Plan to change sentencing for mentally ill has merit

But the reforms will work only if they are backed by the dollars necessary to properly treat mentally ill offenders. We aren't convinced that will happen.


When the mentally ill commit crimes, should they be punished for their behavior or treated for their illness?

That's a question society has been wrestling with for centuries. And, unfortunately, many of the answers have not necessarily served society or the mentally ill.

We for too long locked away the mentally ill who committed crimes in prisons without much, if any, treatment. Then society took a different view and those who were found not guilty by reason of insanity were supposed to get treatment, but often didn't get help they needed.

Clearly this is a complex issue. It's also very emotional as the victims are outraged when someone is found not guilty by reason of insanity.

Gov. Chris Gregoire is seeking to amend the law to add a new sentencing option for the mentally ill. It would allow the state to punish offenders for their crimes and treat their mental illness in prison instead of in a state psychiatric hospital. This, the governor said, would allow the option of finding offenders guilty and mentally ill.

A Republican state senator, Mike Carrell of Lakewood, is also tackling this issue. The Seattle Times reported last week that he has introduced legislation to allow for verdicts of guilty and mentally ill if a judge or jury finds they committed the crime, they were not found legally insane but were mentally ill when the defendants committed the crime and their actions were affected by the mental illness. Thirteen states have adopted guilty and mentally ill options verdicts.

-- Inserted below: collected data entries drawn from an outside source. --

PR #1816, opened 2025-05-09
NO-JIRA: README.md: add Mermaid diagram

jlebon:
This is a simple diagram of the node image and what it's made up of.


jlebon:
image

Could probably be made cleaner with more Mermaid-foo, but eh... it gets the point across.

jbtrystram:
Nice !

"I'm confident we ... are going to have some kind of guilty and mentally ill bill that will end up on the governor's desk," Carrell said.

The idea, in theory, has merit. Those who are a danger to society because they are mentally ill need help. It benefits the individuals, their family and all of society.

However, we are skeptical the state will make sufficient mental health treatment available to these offenders.

The state now faces a huge revenue shortfall of $2.6 billion. Deep cuts are likely to come state agencies, including corrections.

One of our biggest concerns is the mentally ill will be sentenced to the Washington State Penitentiary and other prisons around the state, but those facilities will not have staff or programs in place to properly care for those inmates. This will put the prisons' staffs and other inmates at risk.

And if these offenders are not treated and are released from custody -- and most will be released -- they will still be a danger to society.

Yes, we agree the current system is flawed.

But the governor and Legislature shouldn't make dramatic reforms unless those reforms are backed by the dollars necessary to properly treat mentally ill offenders.